17 000 « indigènes » périssent au cours de la construction des 140 premiers kilomètres de cet ouvrage, destiné à relier Brazzaville, capitale de A-EF, à Pointe-Noire, sur la côte atlantique. (…) En 1928 devant une commission ad-hoc de la Chambre des députés, le ministre des colonies, André Maginot, reconnaît que la mortalité sur ce chantier atteint 57% des effectifs.

Des nécessités de préserver la santé des expatriés aux nécessités de la « mise en valeur » des territoires, le lien est indissociable, et il s’articule sur les nécessités de la ségrégation par le travail, qui fonde elle-même une théorie du prestige pour laquelle, par exemple, porter est le signe extérieur et immédiatement visible de l’infériorité. Faire porter ses affaires, ou se faire porter soi-même, ira donc de pair avec des formes d’esclavage domestique qui désignent l’infériorité morale en même temps qu’elles conduisent à des pathologies physiques, vertébrales et musculaires.
De façon métaphorique, et pourtant parfaitement concrète, le service de la dette reconduit une telle politique du portage. Et elle permet de saisir, dans le domaine des politiques sanitaires, ce phénomène contradictoire de l’intervention guerrière contre la maladie, et des préconisations économiques qui participent à la déstructuration de toute possibilité d’un système de santé. De fait, c’est parce qu’il menaçait les territoires occidentaux qu’Ebola a fait, tardivement, l’objet d’une mobilisation massive de l’OMS.

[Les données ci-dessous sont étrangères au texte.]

PR #4796, opened 2025-06-09
dyslexia and text size features added to clean and material

### LINKED ISSUE #755: Social Media/Dyslexia Features across themes
We should make these features available on all themes as they are very useful.

StephDriver:
closes #755

### DIFF
--- a/src/static/common/js/text_readability.js
+++ b/src/static/common/js/text_readability.js
@@ -4,3 +4,8 @@ function resizeText(multiplier) {
   }
   document.body.style.fontSize = parseFloat(document.body.style.fontSize) + (multiplier * 0.2) + "em";
 }
+
+$("#dyslexia-mode").click(function(e) {
+    e.preventDefault();
+    return $('#article').toggleClass('dyslexia-friendly');
+});
--- a/src/themes/OLH/assets/js/app.js
+++ b/src/themes/OLH/assets/js/app.js
@@ -20,10 +20,6 @@ $(".search-toggle").click(function() {
   $(".global-search input").focus();
 });
 
-$("#dyslexia-mode").click(function(e) {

Ce qui peut nous saisir, dans ce cercle parfaitement logique qui associe la lutte contre l’épidémie à la production des conditions de la maladie, est peut-être moins la passivité qu’elle vise à maintenir, que le double langage qui lui sert d’instrument. Double langage qui s’applique à ces « on » et « ils » désignant exclusivement les acteurs occidentaux, seuls précisément considérés comme sujets de ce dont les ressortissants d’Afrique occidentale ne seraient que des objets (de soin ou de tri).
Dans ce double langage s’établit la continuité d’une situation post-coloniale si ancrée dans les esprits et le langage qu’elle en vient à se cacher à elle-même ses propres origines. La repérer ne permet pas seulement d’en déjouer les pièges, mais de construire une autre forme de rapport à la santé, délivrée des formes de négationnisme construites par le double langage colonial.